UK benefits a magnet to migrants, says Calais mayor
- Published
Illegal migrants see the UK as a "soft touch" and its benefits system acts as a "magnet" to them, the mayor of the French city of Calais has told MPs.
Natacha Bouchart added that the fences placed around UK border controls set up in the city "make everybody laugh".
"These people are ready and prepared to die to come to England," she told the Home Affairs Committee.
Calais has struggled in recent months with increasing numbers of migrants arriving and trying to get to the UK.
Prime Minister David Cameron has urged "action right across the board" and "full-hearted cooperation between the British and French authorities to make sure we can stop people getting on to trains, getting on to container lorries or other vehicles and coming across the Channel".
His official spokeswoman said the government's focus was to study "pull factors and address them."
Hours after Ms Bouchart appeared in front of MPs, a Conservative minister appeared to imply that Parliament did not have control over immigration and would never be able to stem the free movement of people within the European Union.
Nick Boles told Total Politics magazine, external that the government had taken "some pretty draconian steps" to limit immigration from outside the EU but "all that has done is reveal to people that there's another big chunk of it that we can't control, and that troubles them".
French police used tear gas this week as hundreds of migrants tried to climb on to trucks bound for the UK.
Ms Bouchart estimated that 2,500 illegal immigrants were now living in Calais and that most were Eritrean, Ethiopian, Sudanese, Syrian, Egyptian, Lebanese, Iranian and Iraqi.
Calais was suffering problems from "a lot of mafia and traffickers in this population", Ms Bouchart said.
She added: "There hasn't been a message from the British government or anywhere else that it's not El Dorado."
Asked by the committee's chairman, Labour MP Keith Vaz whether the UK was seen as "a soft touch for those that want to come here", she replied: "Oui."
'Favourable regime'
Ms Bouchart, speaking via an interpreter, added: "You have a much more favourable regime in Britain than other countries. The second thing is the entitlement to benefits of £36 which are given to asylum seekers or migrants, which is a huge amount for people who have nothing in their lives."
Ms Bouchart said the "real magnet is the benefits that are perceived in Great Britain".
The official UK border was moved to France in 2003 in an effort to stop illegal immigrants reaching British soil to claim asylum.
'Adversely affected'
This was recently reinforced with fencing previously used for security at a Nato conference. But Ms Bouchart said: "The fence makes everybody laugh."
Some 7,500 migrants have been arrested in Calais this year. The UK has agreed to contribute £12m (15m euros; $19m) to help manage the situation.
UKIP said it had sympathy with Ms Bouchart at having to deal with the disturbances in Calais but the UK needed to send a message that "its streets are not paved with gold".
"From her experience it is evident that even though Britain has not signed the Schengen Agreement, this country is adversely affected by the lack of European and French action on migration," said the party's immigration spokesman MEP Steven Woolfe.

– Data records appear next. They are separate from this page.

PR #4473, opened 2026-03-25
[maintenance events] Support maintenance PUSH notification 

ggivo:
### Description

This PR enhances Jedis and UnifiedJedis with improved support for **RESP3 push messages** and introduces a configurable option for **relaxed timeout behavior**.

These changes are part of a broader effort to support more robust and controlled upgrade and maintenance scenarios. Specifically, they lay the groundwork for:
- Temporarily relaxing timeouts during planned maintenance windows.
- Gracefully re-binding pooled connections to updated endpoints without disrupting active operations.

This PR aims to provide support for reading arbitrary PUSH notifications  (such as maintenance events) and serve as an initial commit for introducing support for timeout relaxation on miantenace events

### Backround 
In the current state of the client:
- 	Jedis supports only known **Push** notifications like **invalidate**.  Push notifications are supported using dedicated client-side caching (CSC) connection  (CacheConnection)
- 	This leads to runtime errors if `CLIENT TRACKING ON `is enabled in a context other than CSC, or if other **RESP3** push events are received.

### Changes Introduced

- Added support for **processing and discarding all RESP3 push messages**, preventing errors in non-CSC scenarios.
- **Pub/Sub push messages** are still handled as before and **propagated to the client** for backward compatibility.
- Added a **configurable option to enable relaxed timeout behavior**, intended for usage during maintenance events or when expecting slow responses from the server.

---

> [!NOTE]
> **High Risk**
> Changes core connection lifecycle, pooling return/eviction, socket connect targets, and read timeouts—any bug can misroute traffic or drop pooled connections during maintenance.
> 
> **Overview**
> Adds **Smart Client Handoff** support for Redis maintenance RESP3 push events (`MOVING`, `MIGRATING`, `FAILING_OVER`, and their terminators), wired through pooled connections when `MaintenanceNotificationsConfig` is enabled or in AUTO mode.
> 
> Pooled clients negotiate `CLIENT MAINT_NOTIFICATIONS ON` (RESP3), register a maintenance push consumer, and run a **chained timeout model** so reads can temporarily use relaxed socket timeouts during migration/failover and restore them on `MIGRATED`/`FAILED_OVER` or a configurable max window. **MOVING** drives proactive endpoint rebind: post-DNS connect remapping, pool eviction on handoff, returning affected connections as broken, and expiring receivers that saw the event.
> 
> Configuration is exposed on **standalone** builders (`RedisClient` via `StandaloneClientBuilder`, default AUTO) and **per-database** in `MultiDbConfig` (default disabled). `ConnectionPool`, `ConnectionFactory`, `DefaultJedisSocketFactory`, `TrackingConnectionPool`, and `PooledConnectionProvider` thread the maintenance controller through factory construction.
> 
> `Connection` timeout handling is refactored around `TimeoutSource` overrides (with redundant `setSoTimeout` avoided via caching), blocking vs non-blocking reads, and optional connection expiry on pool return. Push consumer chains gain **remove** support for failed handshakes.
> 
> Broad **sch** unit/integration tests, shared abstract suites, and a manual `MaintenanceEventsExample` document handshake, relaxation, rebind, and multi-DB behavior.
> 
> <sup>Reviewed by [Cursor Bugbot](https://cursor.com/bugbot) for commit 0b944a1c5620e6551277ec616fc24c3e24685752. Bugbot is set up for automated code reviews on this repo. Configure [here](https://www.cursor.com/dashboard/bugbot).</sup>


src/main/java/redis/clients/jedis/Connection.java
```diff
@@ -666,4 +721,157 @@ protected boolean isTokenBasedAuthenticationEnabled() {
...
+      if (proactiveRebindEnabled) {
+        rebindRequested = true;
+      }
+      relaxTimeouts();
+
+      // notify owning pool to rebind factory and clear idle connections
+      if (memberOf != null) {
+        memberOf.onMoving(rebindTarget);
+      }
+    }
```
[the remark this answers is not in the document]
ggivo: by design

The special value none indicates that the MOVING message doesn’t need to contain an endpoint. Instead it contains the value null then. In such a corner case, the client is expected to schedule a graceful reconnect to its currently configured endpoint after half of the grace period that was communicated by the server (as part of the MOVING notification) is over.

src/main/java/redis/clients/jedis/Connection.java
```diff
@@ -114,6 +131,29 @@ protected Connection(Builder builder) {
     this.clientConfig = builder.getClientConfig();
   }
 
+  protected void initPushConsumers(JedisClientConfig config) {
```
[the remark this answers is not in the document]
ggivo: InitializeFromClientConfig sis expected to be called before the connection becomes operational, when using JedisClientConfig

src/main/java/redis/clients/jedis/util/NumberUtils.java
```diff
@@ -0,0 +1,13 @@
+package redis.clients.jedis.util;
+
+public final class NumberUtils {
+
+  public static int safeToInt(long millis) {
```
atakavci, line 5: if we like to keep it as utility across lib, lets make it aware of negative values.

src/main/java/redis/clients/jedis/ConnectionPool.java
```diff
@@ -89,4 +93,30 @@ private void postAuthentication(Token token) {
...
+   *
+   * @param target the new host and port to rebind to
+   */
+  void onMoving(HostAndPort target) {
+    if (target == null) {
+      return;
+    }
+
+
+    HostAndPort previous = rebindTarget.getAndSet(target);
```
atakavci, line 111: the way we are using `target` suggests it should be thread-safe, but there is no guard with calling `RebindAware.rebind`

src/main/java/redis/clients/jedis/Protocol.java
```diff
@@ -211,22 +214,39 @@ private static List<KeyValue> processMapKeyValueReply(final RedisInputStream is)
...
-    Object unhandledPush = readPushes(is, cache, false);
-    return unhandledPush == null ? process(is) : unhandledPush;
+  public static Object read(final RedisInputStream is, PushConsumer pushConsumer) {
+    // read until we have a non-push event,
+    // or push-event is requested to be propagated propagated to caller as result
+    Object reply;
+    do {
+      reply = process(is, pushConsumer);
+
+    } while (isPush(reply) && !((PushConsumerContext) reply).isReturnToCaller());
```
atakavci: why do we defer the loop to this later stage ? isn't it more clear to run consecutive push messages inside a single call to `process` if we know we are not going to propagate the result anyway? 
lets think about shifting it to another spot where we already know (without `instanceof`) its a out-of-band msg or not ?

src/main/java/redis/clients/jedis/PushConsumerChain.java
```diff
@@ -0,0 +1,133 @@
...
+  @Override
+  public void accept(PushConsumerContext context) {
+    if (consumers.isEmpty()) {
+      return;
+    }
+
+    for (PushConsumer consumer : consumers) {
+      consumer.accept(context);
+    }
+  }
```
atakavci: as we discussed offline, this approach is more like a broadcast fan out. 
each item hits all consumers whether or not they r relevant.
i suggest a more constrained approach, like a conditional chaining of consumers; where order does matter as well as individual consumers can lock out others remaining in the chain and own the message (or even opt to mutate/swap the context).

atakavci: to better represent what i have in mind;

```
--> ConsumerChain
Context    -->   Consumer1 -->    Consumer2    -->  Consumer3   -->   Completed
                     │              │
                  (mutate &      (short-circuit,
                   pass on)       propagate back to caller)
```
	
- Consumer1 can also decide to mutate/reframe the context to pass on
- Consumer2 can short circuit and decide to propagate to caller or drop it.
- When chain completed, its always a NoOp, nothing to propagate, context/msg just dies

Each bit of necessary computing or processing should be a consumer instance, including pub/sub (depending on RESP2/RESP3 it either consumes itself or propagates back)

src/main/java/redis/clients/jedis/PushConsumer.java
```diff
@@ -0,0 +1,25 @@
...
+   * <li>Process the message and prevent it from being returned by not calling
+   * {@link PushConsumerContext#setReturnToCaller(boolean)}</li>
+   * </ul>
+   * Following handlers in the chain can override the decision of previous handlers. By default, if
+   * no handler sets the flag, the message will not be returned to the caller.
+   * @see PushConsumerContext#setReturnToCaller(boolean)
+   * @see PushConsumerChain
+   * @param context The context of the push message
+   */
+  void accept(PushConsumerContext context);
```
atakavci: just a suggestion; to return a context.
this will create a level of ownership and more control on context/message for a consumer.

atakavci (commented):
Here a set of comments and observations i have.
This round mostly focused on push messages.
Planning to go for another round tomorrow , and will try to cover relaxedTimeout this time.

src/main/java/redis/clients/jedis/Connection.java
```diff
@@ -84,18 +90,50 @@ public static Builder builder() {
...
+
   private boolean broken = false;
   private boolean strValActive;
   private String strVal;
   protected String server;
   protected String version;
   private AtomicReference<RedisCredentials> currentCredentials = new AtomicReference<>(null);
   private AuthXManager authXManager;
+  private boolean isBlocking = false;
+  private boolean isRelaxed = false;
```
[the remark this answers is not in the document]
ggivo: The Connection class in general, is considered not thread-safe with some exceptions

src/main/java/redis/clients/jedis/MaintenanceEvent.java
```diff
@@ -0,0 +1,232 @@
...
+    if (t == null) {
+      return null;
+    }
+    List<Object> c = msg.getContent();
+    if (Arrays.equals(t, PushMessageTypes.MOVING_BYTES)) { // [MOVING, seq, time_s, host:port]
+      if (!hasLongs(c, 1, 2)) {
+        return malformed(msg);
+      }
+      HostAndPort target = parseHostPort(c, 3); // logs on failure
+      return target != null ? new MovingEvent((Long) c.get(1), (Long) c.get(2), target) : null;
```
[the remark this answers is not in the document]
ggivo: NONE support will be implemented with separaete PR

src/main/java/redis/clients/jedis/MaintenanceEventController.java
```diff
@@ -0,0 +1,188 @@
...
+   * peer is the active rebind's affected node and the window is still open; else returns null (no
+   * remap).
+   */
+  @Override
+  public SocketAddress getSocketAddress(SocketAddress resolved) {
+    RebindState s = rebind.get();
+    if (s == null || s.deadlineNanos - clockNanos.getAsLong() <= 0) {
+      return null;
+    }
+    return resolved.equals(s.affected) ? s.target : null;
```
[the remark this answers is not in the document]
ggivo: This is by design, but we need to support the case where the same node resolves to multiple IP's. E.g IPv4 & IPv6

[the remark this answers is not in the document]
ggivo: Done

src/main/java/redis/clients/jedis/MaintenanceEvent.java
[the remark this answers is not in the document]
ggivo: Done

src/main/java/redis/clients/jedis/MaintenanceEventController.java
```diff
@@ -0,0 +1,188 @@
...
+    SocketAddress affected = c.getRemoteSocketAddress();
+    if (affected == null) {
+      return; // receiver socket already closed; no peer to register
+    }
+    SocketAddress target = new InetSocketAddress(e.target.getHost(), e.target.getPort());
+    long deadline = clockNanos.getAsLong() + TimeUnit.SECONDS.toNanos(e.ttlSeconds);
+    while (true) {
+      RebindState cur = rebind.get();
+      if (cur != null && e.seq <= cur.seq) {
+        return; // duplicate or out-of-order event
```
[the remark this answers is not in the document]
ggivo: Only affected connections will receive the MOVING. They need to relax timeouts  for subsequent commands. Once the triggering node is decommissioned, the connection is also closed

src/main/java/redis/clients/jedis/Connection.java
```diff
@@ -477,6 +670,7 @@ protected Object readProtocolWithCheckingBroken() {
       throw new JedisConnectionException("Attempting to read from a broken connection.");
     }
 
+    expireRelaxedTimeout();
```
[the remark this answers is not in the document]
ggivo: Outdated

src/main/java/redis/clients/jedis/DefaultJedisSocketFactory.java
```diff
@@ -77,7 +82,16 @@ private Socket connectToFirstSuccessfulHost(HostAndPort hostAndPort) throws Exce
...
+        InetSocketAddress resolved = new InetSocketAddress(host, hostAndPort.getPort());
+        SocketAddress target = resolved;
+        SocketAddressMapper mapper = socketAddressMapper;
+        if (mapper != null) {
+          SocketAddress mapped = mapper.getSocketAddress(resolved);
+          if (mapped != null) {
+            target = mapped;
+          }
+        }
+        socket.connect(target, connectionTimeout);
```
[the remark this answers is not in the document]
ggivo: That is the whole purpose of the feature, avoid creating new connection toward affected nodes (ip's) but keep creating them against not affected nodes (IP's) + newly suggested target node

src/main/java/redis/clients/jedis/ConnectionFactory.java
```diff
@@ -138,6 +169,15 @@ public ConnectionFactory(Builder builder) {
     initAuthXManager();
   }
 
+  JedisClientConfig getClientConfig() {
+    return clientConfig;
+  }
```
atakavci: seems redundant

src/main/java/redis/clients/jedis/ConnectionFactory.java
```diff
@@ -138,6 +169,15 @@ public ConnectionFactory(Builder builder) {
...
+
+  /** Visible for testing: the underlying connection builder (and via it, the socket factory). */
+  Connection.Builder getConnectionBuilder() {
+    return connectionBuilder;
+  }
```
atakavci: seems redundant

src/main/java/redis/clients/jedis/builders/StandaloneClientBuilder.java
```diff
@@ -49,7 +66,12 @@ protected StandaloneClientBuilder<C> self() {
...
   protected ConnectionProvider createDefaultConnectionProvider() {
     return new PooledConnectionProvider(this.hostAndPort, this.clientConfig, this.cache,
-        this.poolConfig);
+        this.poolConfig, effectiveMaintNotificationsConfig());
+  }
+
+  private MaintenanceNotificationsConfig effectiveMaintNotificationsConfig() {
+    return maintNotificationsConfig != null ? maintNotificationsConfig
+        : MaintenanceNotificationsConfig.DEFAULT;
   }
```
atakavci: possible leftover from experimental changes.. otherwise , why need this ?

src/main/java/redis/clients/jedis/ConnectionPool.java
```diff
@@ -50,6 +60,37 @@ public ConnectionPool(HostAndPort hostAndPort, JedisClientConfig clientConfig,
...
+    if (controller != null) {
+      setEvictionPolicy(new RebindAwareEvictionPolicy(controller, getEvictionPolicy()));
+      controller.addHandoffHook(handoff -> evictQuietly());
+    }
+  }
+
+  /** The pool's maintenance controller, or {@code null} when maintenance is off. */
+  MaintenanceEventController getMaintenanceController() {
+    return maintenanceController;
+  }
```
atakavci: seems redundant

src/main/java/redis/clients/jedis/JedisClientConfig.java
```diff
@@ -61,6 +75,28 @@ default int getBlockingSocketTimeoutMillis() {
...
+   * active. Use {@link #UNSET_TIMEOUT_MS} to fall back to
+   * {@link #getBlockingSocketTimeoutMillis()}.
+   * @return relaxed blocking socket timeout in milliseconds (default
+   *         {@link #DEFAULT_RELAXED_BLOCKING_SOCKET_TIMEOUT_MS}, i.e. unset)
+   */
+  default int getRelaxedBlockingSocketTimeoutMillis() {
+    return DEFAULT_RELAXED_BLOCKING_SOCKET_TIMEOUT_MS;
+  }
+
   /**
```
atakavci: if we are going to add these to interface and all, we need to make sure it is supported/ready to be used  end2end via core components like connection/factories etc. 
Otherwise it doesn't mean much and creates questions/confusion on user side of the world.

src/main/java/redis/clients/jedis/MaintenanceEvent.java
```diff
@@ -0,0 +1,220 @@
...
```
atakavci: it needs more structure here; lets resolve the type of event at once and leave the parse/construction to concrete event types. Also i would suggest to not fallback to null when its identified as moving event. Fundamentally its just a variation of `MovingEvent`. Even if there is nothing to do with it, let the parser do the job and make the listener responsible to decide on it.

src/main/java/redis/clients/jedis/Connection.java
```diff
@@ -855,4 +1147,142 @@ List<PushConsumer> getPushConsumers() {
   protected void addPushConsumer(PushConsumer consumer) {
     this.pushConsumers.add(consumer);
   }
+
+  @Internal
+  protected void removePushConsumer(PushConsumer consumer) {
+    this.pushConsumers.remove(consumer);
+  }
```
atakavci, line 1073: possible source of future issues since `pushConsumerChain` ops are not thread-safe.

atakavci (commented):
I left notes around a few thigns i see; a few nits, refactorings for the sake of readability and some runtime optimizations.  

I have the feeling that the approach to handle the timeout from different events/sources would be simplified into a timoutsupplie/timeoutconsumer couple, but i dont have the clear definition of the solution yet. Will ping you as soon as i have it drafted.

Another important point; IIRC the timeouts received in maintenance messages are containing the information around when the migration/failover would be commencing. With the current proposal in the PR, its perceived as the end of the process/flow instead of time of expected initiation. Lets clear if my understanding is wrong or not.

src/main/java/redis/clients/jedis/ConnectionPool.java
ggivo: It is used for testing.  Access the pool's maintenance controller and inject a custom clock for tests.

src/main/java/redis/clients/jedis/JedisClientConfig.java
ggivo: Current solution exposes on the Connection level
  ``` 
// use relaxed timeout for period of time
  @Experimental
  public void relaxTimeouts(Duration period)

// use standard timeouts
@Experimental
  public void resetRelaxedTimeouts() 
```
and use above setting to configure the relaxed timeouts.

Currently, we are going to trigger/reset relaxed timoeuts based on SCH events, but 
I was thinking that at some point, relaxation might be triggered by different triggers.

Another option would be to move them in MaintenanceNotificationsConfig and keep them dedicated to SCH.
WDYT?

File: src/main/java/redis/clients/jedis/MaintenanceEvent.java (hunk 19 above)
Comment (ggivo) [reply src/main/java/redis/clients/jedis/MaintenanceEvent.java]: agree about the structure and will try to address it., but I think if a syntax invalid event is detected, we should not perform any action but report it and discard it (including moving)

File: src/main/java/redis/clients/jedis/JedisClientConfig.java (hunk 18 above)
Comment (ggivo) [reply src/main/java/redis/clients/jedis/JedisClientConfig.java]: Will move the `relaxedBlockingSocketTimeoutMillis`/`relaxedSocketTimeoutMillis`  inside `MaintenanceNotificationsConfig`, and make Connection level methods related to relaxed timeout package private, so we don't expose them till we have a clear usecase

File: src/main/java/redis/clients/jedis/MaintenanceEvent.java (hunk 19 above)
Comment (ggivo) [reply src/main/java/redis/clients/jedis/MaintenanceEvent.java]: Addressed with [commit](https://github.com/redis/jedis/pull/4473/changes/d896f7dbe0fecc47fefae984fded875a3dd19435)
Now we first resolve the type from push notification, then parse and populate MaintenanceEvent based on the resolved type

File: src/main/java/redis/clients/jedis/builders/StandaloneClientBuilder.java [hunk 21]
```diff
@@ -41,6 +42,20 @@ public StandaloneClientBuilder<C> hostAndPort(HostAndPort hostAndPort) {
...
+   * Configures server-side maintenance notifications (MIGRATING, MIGRATED, FAILING_OVER,
+   * FAILED_OVER, MOVING).
+   * <p>
+   * If unset, defaults to ).
+   * @param config maintenance notifications configuration; {@code null} keeps the default
+   * @return this builder
+   */
+  public StandaloneClientBuilder<C> maintenanceNotifications(
+      MaintenanceNotificationsConfig config) {
+    this.maintNotificationsConfig = config;
```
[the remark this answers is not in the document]
ggivo: resolved with [
Set per-client maintenance-notifications defaults: standalone AUTO ](https://github.com/redis/jedis/pull/4473/commits/16fdfd7de43647661f66aa79c08d91f0c0fb7b3c)

src/main/java/redis/clients/jedis/Connection.java
ggivo: Agree, but Connection itself is not thread safe.

src/main/java/redis/clients/jedis/JedisClientConfig.java
ggivo: addressed with [Move relaxed-timeout config to the maintenance feature](https://github.com/redis/jedis/pull/4473/commits/3c7ad056668db290d53f51688288d0ab13b21a39)

src/main/java/redis/clients/jedis/MaintenanceEventConsumer.java
```diff
@@ -0,0 +1,41 @@
...
+      return context;
+    }
+
+    MaintenanceEvent event = MaintenancePushCodec.build(type, message);
+    if (event != null) {
+      for (MaintenanceEventListener listener : listeners) {
+        event.accept(listener, connection);
+      }
+    }
+    context.drop(); // a maintenance event is consumed even if malformed
```
atakavci: what are the exact cases that event type is not null but message is null ?

src/main/java/redis/clients/jedis/MaintenancePushCodec.java
```diff
@@ -0,0 +1,134 @@
...
+    }
+    return event;
+  }
+
+  private static MaintenanceEvent moving(List<Object> c) { // [MOVING, seq, time_s, host:port]
+    if (c.size() < 3 || !(c.get(1) instanceof Long) || !(c.get(2) instanceof Long)) {
+      return null;
+    }
+    HostAndPort target = parseHostPort(c, 3);
+    return target == null ? null : new MovingEvent((Long) c.get(1), (Long) c.get(2), target);
```
atakavci: if this is just to drop the event, controller is the ideal decision maker to me, instead of codec/parser. 
not a strong opinion, but as-is it feels like codec decides and controller is just prepared for decision.

src/main/java/redis/clients/jedis/MaintenancePushCodec.java
```diff
@@ -0,0 +1,134 @@
...
+    PushType(byte[] token, Function<List<Object>, MaintenanceEvent> decoder) {
+      this.token = token;
+      this.decoder = decoder;
+    }
+
+    /**
+     * Resolves a push type token to its maintenance type, or {@code null} when it is not a
+     * maintenance push. Length-switch fast path: rejects unrelated pushes with one comparison.
+     */
+    static PushType resolve(byte[] type) {
```
atakavci, line 36: how about one single method to `resolve type` + `parse` ?

src/main/java/redis/clients/jedis/MaintenanceEventConsumer.java
ggivo: The if (event != null) guard is for a recognized type with a malformed payload

src/main/java/redis/clients/jedis/MaintenancePushCodec.java
ggivo: I may have misunderstood the question, but there is a missing functionality to support "null" for the target, there is a missing TODO. We still need to implement(logic to parse "_NULL_" and update the Moving Event domain object), and implement a "rebind" operation toward the original endpoint address

src/main/java/redis/clients/jedis/MaintenancePushCodec.java
ggivo: Kept `resolve` separate from `build` for two reasons: `resolve` gives a cheap classification step that identifies and skips non-maintenance pushes without any parsing, and the split still lets us distinguish a malformed maintenance frame from a valid one (`build` returns `null` for malformed, the event for valid).

The consumer branches on three outcomes:
- **not a maintenance push** → pass through (don't drop)
- **maintenance type but malformed body** → drop, no dispatch
- **maintenance type, valid** → dispatch + dropped

ggivo: Discussed and decided to keep both methods, but propagate errors for malformed maintence events via exception instead of returning `null`

src/main/java/redis/clients/jedis/MaintenancePushCodec.java
ggivo: refactored the code to propagate malformed maintence events  errors as excpetions

src/main/java/redis/clients/jedis/MaintenanceEventController.java
```diff
@@ -0,0 +1,277 @@
...
+  @Override
+  public void onMigrated(MigratedEvent e, Connection c) {
+    logger.debug("Migrated shards {} (seq={})", e.shardIds, e.seq);
+    c.resetRelaxedTimeouts();
+  }
+
+  @Override
+  public void onFailedOver(FailedOverEvent e, Connection c) {
+    logger.debug("Failed over shards {} (seq={})", e.shardIds, e.seq);
+    c.resetRelaxedTimeouts();
```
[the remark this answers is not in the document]
ggivo: It is per design,
MIGRATING/MIGRATED, FAILING_OVER/FAILED/OVER maintenance events received on the connection are handled per connection. They are received and processed sequentially in order of appearance, applying/disabling relaxation per connection. seq is used to deduplicate MOVING notification which is handle on the pool level, applying relaxation globally

src/main/java/redis/clients/jedis/Connection.java
```diff
@@ -907,4 +1064,79 @@ List<PushConsumer> getPushConsumers() {
...
+   * into effect once the window closes or {@link #resetRelaxedTimeouts()} is called. Calling this
+   * with a later deadline extends the window; an earlier one is ignored.
+   * @param period maximum duration of the relaxation window
+   */
+  @Experimental
+  void relaxTimeouts(long expiration) {
+    if (this.relaxedTimeoutSource == null) {
+      throw new IllegalStateException("Relaxed timeouts not activated");
+    }
+    relaxedTimeoutSource.setExpirationTime(expiration);
```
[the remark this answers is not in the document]
ggivo: handled with follow up [PR](https://github.com/redis/jedis/issues/4603)

src/main/java/redis/clients/jedis/MaintenanceEventController.java
```diff
@@ -0,0 +1,277 @@
...
+      }
+      if (e.seq == cur.seq) {
+        // Same handoff event from another affected connection: merge its peer into the set.
+        if (!target.equals(cur.target)) {
+          logger.warn("Ignoring MOVING with conflicting target for seq {}: have {}, got {}", e.seq,
+            cur.target, target);
+          return;
+        }
+        if (cur.affected.contains(affectedPeer)) {
+          return; // already merged
```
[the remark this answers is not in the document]
ggivo: It is by design. 
  - First MOVING per seq wins and sets the Pool level RebindState deadline.
  - expiresAT  is per connection
  - isAffected is pool level and used to apply pool level relaxation on top of conneciton ones.

src/main/java/redis/clients/jedis/Connection.java
```diff
@@ -394,7 +546,7 @@ public void close() {
     if (this.memberOf != null) {
       ConnectionPool pool = this.memberOf;
       this.memberOf = null;
-      if (isBroken()) {
+      if (isBroken() || expireAt < NanoClock.INSTANCE.getAsLong()) {
```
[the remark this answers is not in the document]
ggivo: By design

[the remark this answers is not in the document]
ggivo: accepted trade of some connection might get notification just after isAffected check, and before marked as idle in the pool

src/main/java/redis/clients/jedis/MaintenanceEventController.java
```diff
@@ -0,0 +1,277 @@
...
+    SocketAddress affectedPeer = c.getRemoteSocketAddress();
+    if (affectedPeer == null) {
+      return; // receiver socket already closed; no peer to register
+    }
+    SocketAddress target = new InetSocketAddress(e.target.getHost(), e.target.getPort());
+
+    while (true) {
+      RebindState cur = rebind;
+      if (e.seq < cur.seq) {
+        return; // older event
```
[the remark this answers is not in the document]
ggivo: Moving events on pool level are sequential, and connectio from previious seq should be already disconencted when next MOVING sseq is received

"However, the problem she highlights is not one of the British welfare system, but of the way in which it can be misused.
"Welfare in the UK should be there for our own citizens, who have paid in, or whose family have paid in. It is not something for anybody turning up at our borders to be able to access."
Welfare spending
The benefits that EU migrants can claim in another EU country vary across the 28-nation bloc but certain basic rules are enshrined in EU law.
The UK does not rank highest in terms of total spending on social security per inhabitant.
According to the EU statistics agency Eurostat, the UK spent nearly £6,660 (8,000 euros) in 2010, with France, Germany, Denmark and the Netherlands all spending more than 9,000 euros.
At the other end of the scale, spending in Bulgaria and Romania was below 2,000 euros.
In the UK, a bigger portion of welfare is funded by the state than is the case in Poland, France, Germany or the Netherlands. In those countries, more is funded from individual and employer contributions with benefits more closely linked to previous earnings.
On the other hand, in several countries, including the Republic of Ireland, Sweden and Denmark, the share of state funding is higher than in the UK.